Print

Print


Hi Tod,

I'm not understanding how UTF-8 would be considered 8-bit character data (other than the ASCII-range of the Unicode repertoire, natch).  I don't think ISO 2709 knows from characters, only bytes.

-- Michael

# Michael Doran, Systems Librarian
# University of Texas at Arlington
# 817-272-5326 office
# 817-688-1926 mobile
# [log in to unmask]
# http://rocky.uta.edu/doran/


> -----Original Message-----
> From: Code for Libraries [mailto:[log in to unmask]] On Behalf Of
> Tod Olson
> Sent: Wednesday, April 18, 2012 5:04 AM
> To: [log in to unmask]
> Subject: Re: [CODE4LIB] more on MARC char encoding: Now we're about
> ISO_2709 and MARC21
> 
> It has to mean UTF-8. ISO 2709 is very byte-oriented, from the directory
> structure to the byte-offsets in the fixed fields.

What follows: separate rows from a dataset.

PR #132, opened 2025-05-29
feat(core): implement `getBlockHeight` RPC method

Ozodimgba:


crates/core/src/rpc/minimal.rs
```diff
@@ -668,12 +668,40 @@ impl Minimal for SurfpoolMinimalRpc {
...
+
+        // commitment adjustments to determine which slot's data to use
+        let _target_slot = match config.commitment.unwrap_or_default().commitment {
+            CommitmentLevel::Processed => current_slot,
+            CommitmentLevel::Confirmed => current_slot.saturating_sub(1),
+            CommitmentLevel::Finalized => current_slot.saturating_sub(FINALIZATION_SLOT_THRESHOLD),
+        };
+
+
+        // return the current block height since we don't have historical block height data in the current implementation
```
MicaiahReid: The `SurfnetSvm` struct has `pub blocks: HashMap<Slot, BlockHeader>`, which can be used to get the block height associated with a slot

crates/core/src/rpc/minimal.rs
```diff
@@ -668,12 +668,40 @@ impl Minimal for SurfpoolMinimalRpc {
     fn get_block_height(
         &self,
         meta: Self::Metadata,
-        _config: Option<RpcContextConfig>,
+        config: Option<RpcContextConfig>,
     ) -> Result<u64> {
+        let config = config.unwrap_or_default();
+
+        //get the current slot and check min_context_slot constraint
```
MicaiahReid:
```suggestion
```
A good practice for comments that I've been taught by my seniors is:
 - DO write comments if it explains _why_ we're doing something, and it's not immediately clear
 - Don't write comments if it's explaining _what_ you're doing - this should be clear from the code

crates/core/src/rpc/minimal.rs
```diff
@@ -668,12 +668,40 @@ impl Minimal for SurfpoolMinimalRpc {
...
+        let current_slot = meta
+            .with_svm_reader(|svm_reader| svm_reader.get_latest_absolute_slot())
+            .map_err(Into::<jsonrpc_core::Error>::into)?;
+
+
+        // check minimum context slot whn specified -> against current slot, not adjusted slot
```
MicaiahReid:
```suggestion
        // check minimum context slot when specified -> against current slot, not adjusted slot
```
Good comment!

crates/core/src/rpc/minimal.rs
```diff
@@ -668,12 +668,40 @@ impl Minimal for SurfpoolMinimalRpc {
...
+            if current_slot < min_context_slot {
+                return Err(RpcCustomError::MinContextSlotNotReached {
+                    context_slot: min_context_slot,
+                }
+                    .into());
+            }
+        }
+
+        // commitment adjustments to determine which slot's data to use
+        let _target_slot = match config.commitment.unwrap_or_default().commitment {
```
MicaiahReid: You're not currently using the target slot - I think you'll be able to if you access the `SurfnetSvm`'s `blocks` property

crates/core/src/rpc/minimal.rs
```diff
@@ -668,12 +668,40 @@ impl Minimal for SurfpoolMinimalRpc {
...
+            CommitmentLevel::Processed => current_slot,
+            CommitmentLevel::Confirmed => current_slot.saturating_sub(1),
+            CommitmentLevel::Finalized => current_slot.saturating_sub(FINALIZATION_SLOT_THRESHOLD),
+        };
+
+
+        // return the current block height since we don't have historical block height data in the current implementation
         meta.with_svm_reader(|svm_reader| svm_reader.latest_epoch_info.block_height)
```
MicaiahReid: Currently, we're calling `with_svm_reader` twice for this function.

Each call to this function is waiting to acquire a read lock - we'd like to do this as few times as possible.

Can we adjust this RPC method to only call the function once?

crates/core/src/rpc/minimal.rs
```diff
@@ -752,6 +780,100 @@ impl Minimal for SurfpoolMinimalRpc {
...
+    fn test_get_block_height_basic() {
+        let setup = TestSetup::new(SurfpoolMinimalRpc);
+        
+        let result = setup.rpc.get_block_height(Some(setup.context.clone()), None);
+        assert!(result.is_ok(), "get_block_height should not fail");
+
+        let block_height = result.unwrap();
+
+        println!("Block height returned: {:?}", block_height);
+    }
```
MicaiahReid:
```suggestion
```
This test seems unnecessary - the `test_get_block_height_matches_svm_state` is doing the same test and more

crates/core/src/rpc/minimal.rs
```diff
@@ -752,6 +780,100 @@ impl Minimal for SurfpoolMinimalRpc {
...
+        match &result {
+            Ok(height) => println!("Success: Block height = {}", height),
+            Err(e) => println!("Error: {:?}", e),
+        }
+
+        assert!(result.is_ok(), "Should succeed when min_context_slot is less than current slot");
+    }
+
+    #[test]
+    fn test_get_block_height_debug_slots() {
```
MicaiahReid: This test has no assertions, and I'm not sure from the name what the purpose of the test is

crates/core/src/rpc/minimal.rs
```diff
@@ -752,6 +780,100 @@ impl Minimal for SurfpoolMinimalRpc {
...
+
+        let block_height = result.unwrap();
+        let svm_block_height = setup.context.surfnet_svm.blocking_read().latest_epoch_info.block_height;
+
+        assert_eq!(block_height, svm_block_height,
+                   "Implementation should return the same block height as SVM state");
+    }
+
+    #[test]
+    fn test_get_block_height_with_processed_commitment() {
```
MicaiahReid: Good test!

Would be nice to include tests for `confirmed` + `finalized` commitment

crates/core/src/rpc/minimal.rs
```diff
@@ -752,6 +780,100 @@ impl Minimal for SurfpoolMinimalRpc {
...
+        let result = setup.rpc.get_block_height(Some(setup.context.clone()), config);
+        assert!(result.is_ok());
+
+        let block_height = result.unwrap();
+        let expected_height = setup.context.surfnet_svm.blocking_read().latest_epoch_info.block_height;
+        assert_eq!(block_height, expected_height);
+    }
+
+    #[test]
+    fn test_get_block_height_with_valid_min_context_slot() {
```
MicaiahReid: Good test! Can we also get one for the failure case - asserting the RPC returns an error if the min_context_slot is beyond the current slot?

MicaiahReid (changes requested):

crates/core/src/rpc/minimal.rs
Ozodimgba: Okay noted

crates/core/src/rpc/minimal.rs
Ozodimgba: yeah I can do that

crates/core/src/rpc/minimal.rs
Ozodimgba: I think that was my personal test that I didnt remove

Ozodimgba:
@MicaiahReid refactored blocks, take a look

crates/core/src/rpc/minimal.rs
```diff
@@ -754,6 +784,106 @@ impl Minimal for SurfpoolMinimalRpc {
...
+
+        // defaults to finalized, finalized should be 31 lesser than latest height
+        let expected_height = setup.rpc.get_block_height(Some(setup.context.clone()), None);
+        
+        let latest_epoch_block_height = setup.context.svm_locker.with_svm_reader(|svm_reader| {
+            svm_reader.latest_epoch_info.block_height
+        });
+        
+        assert_eq!(latest_epoch_block_height, expected_height.unwrap() + FINALIZATION_SLOT_THRESHOLD);
+    }
```
MicaiahReid:
```suggestion
```
I think you said this is your personal test that needs to be removed?

crates/core/src/rpc/minimal.rs
```diff
@@ -754,6 +784,106 @@ impl Minimal for SurfpoolMinimalRpc {
...
+        
+        let latest_epoch_block_height = setup.context.svm_locker.with_svm_reader(|svm_reader| {
+            svm_reader.latest_epoch_info.block_height
+        });
+        
+        assert_eq!(expected_height.unwrap(), latest_epoch_block_height - 1);
+    }
+
+    #[test]
+    fn test_get_block_height_with_min_context_slot() {
```
MicaiahReid, line 839: This test still isn't checking the error case, where we hit:
```rust
            if !block_exists {
                return Err(jsonrpc_core::Error::invalid_params(format!(
                    "Block not found for slot: {}", target_slot
                )));
            }
```

Can you add a test for that?

MicaiahReid (changes requested):
Looking great! Two minor changes then we're ready to merge!

Ozodimgba:
@MicaiahReid this should do it

MicaiahReid (approved):
Great work!!

MicaiahReid:
aggh, sorry, looks like CI isn't passing cause of some formatting. Should be an easy fix!

Run `cargo +nightly fmt --all -- --check` and implement the changes

Ozodimgba:
@MicaiahReid  done

MicaiahReid:
Hey @Ozodimgba there are still more issues that need to be fixed from `cargo +nightly fmt --all -- --check`

PR #133, opened 2025-05-29
feat(core): implement `getBlocks` RPC endpoint

Ozodimgba:
Pushed both of them because they have very similar implementation.


crates/core/src/rpc/full.rs
```diff
@@ -1642,22 +1642,146 @@ impl Full for SurfpoolFullRpc {
...
+        config: Option<RpcContextConfig>,
     ) -> BoxFuture<Result<Vec<Slot>>> {
-        not_implemented_err_async()
+        let svm_locker = match meta.get_svm_locker() {
+            Ok(locker) => locker,
+            Err(e) => return e.into(),
+        };
+
+        Box::pin(async move {
+            let svm_reader = svm_locker.read().await;
```
MicaiahReid: In order to minimize how often we acquire the read lock, all possible input value checks should be done _before_ getting the lock.

Here, I believe you should be able to check ahead of time if: 
 - the user provided an end slot and it is more than 500k greater than start slot
 - the user provided a "processed" commitment

crates/core/src/rpc/full.rs
```diff
@@ -1642,22 +1642,146 @@ impl Full for SurfpoolFullRpc {
...
+            let slot_threshold = match commitment {
+                solana_commitment_config::CommitmentLevel::Confirmed => current_slot.saturating_sub(1),
+                solana_commitment_config::CommitmentLevel::Finalized => {
+                    current_slot.saturating_sub(FINALIZATION_SLOT_THRESHOLD)
+                }
+                _ => current_slot,
+            };
+
+            // get all available slots from the blocks map
+            let mut available_slots: Vec<Slot> = svm_reader
```
MicaiahReid: I think we'll also need to fetch missing blocks from the remote.

If the user requests blocks 10 - 20, and the lowest block available locally to the surfnet is block 15, we should:
 - get blocks 15 - 20 locally from the surfnet
 - fetch blocks 10-14 from the remote
 - return the combined list

crates/core/src/rpc/full.rs
```diff
@@ -1642,22 +1642,146 @@ impl Full for SurfpoolFullRpc {
...
+        config: Option<RpcContextConfig>,
     ) -> BoxFuture<Result<Vec<Slot>>> {
-        not_implemented_err_async()
+        let svm_locker = match meta.get_svm_locker() {
+            Ok(locker) => locker,
+            Err(e) => return e.into(),
+        };
+
+        Box::pin(async move {
+            let svm_reader = svm_locker.read().await;
```
MicaiahReid: Same comment as above on accessing the reader and on getting blocks from the remote

crates/core/src/rpc/full.rs
```diff
@@ -2296,4 +2420,214 @@ mod tests {
                 .to_string()
         );
     }
+
+    #[tokio::test]
+    async fn test_get_blocks_with_commitment() {
```
MicaiahReid: Good test!

Ozodimgba:
@MicaiahReid please review

MicaiahReid (approved):
Very good work, thanks @Ozodimgba!

MicaiahReid (changes requested):
Ahh wait, I realized we still aren't getting remote blocks here.

If locally we have blocks 50-100, and the user requests blocks 1-100, we should get all of the local blocks, then fetch 1-50 from the remote, and combine the list.

Ozodimgba:
> Ahh wait, I realized we still aren't getting remote blocks here.
> 
> If locally we have blocks 50-100, and the user requests blocks 1-100, we should get all of the local blocks, then fetch 1-50 from the remote, and combine the list.

okay this should apply too when the user fetches 50-150 blocks too right?

MicaiahReid:
> > Ahh wait, I realized we still aren't getting remote blocks here.
> > If locally we have blocks 50-100, and the user requests blocks 1-100, we should get all of the local blocks, then fetch 1-50 from the remote, and combine the list.
> 
> okay this should apply too when the user fetches 50-150 blocks too right?

~Sorry, I'm not sure if I understand the question.~

~If the user requests some blocks that are outside the range of blocks that we have locally, we should fetch that range from the remote.~

Edited:

Oooh I think I get what you're asking! If the user requests a block that is _greater than_ the highest slot we have, should that be fetched from the remote? No.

The values in these
> places all assume 8-bit character data, it's completely baked in to the
> file format.
> 
> -Tod
> 
> On Apr 17, 2012, at 6:55 PM, Jonathan Rochkind wrote:
> 
> > Okay, forget XML for a moment, let's just look at marc 'binary'.
> >
> > First, for Anglophone-centric MARC21.
> >
> > The LC docs don't actually say quite what I thought about leader byte
> 09, used to advertise encoding:
> >
> >
> > a - UCS/Unicode
> > Character coding in the record makes use of characters from the
> Universal Coded Character Set (UCS) (ISO 10646), or Unicode(tm), an industry
> subset.
> >
> >
> >
> > That doesn't say UTF-8. It says UCS or "Unicode". What does that
> actually mean?  Does it mean UTF-8, or does it mean UTF-16 (closer to
> what used to be called "UCS" I think?).  Whatever it actually means, do
> people violate it in the wild?
> >
> >
> >
> > Now we get to non-Anglophone centric marc. I think all of which is
> ISO_2709?  A standard which of course is not open access, so I can't get
> it to see what it says.
> >
> > But leader 09 being used for encoding -- is that Marc21 specific, or is
> it true of any ISO-2709?  Marc8 and "unicode" being the only valid
> encodings can't be true of any ISO-2709, right?
> >
> > Is there a generic ISO-2709 way to deal with this, or not so much?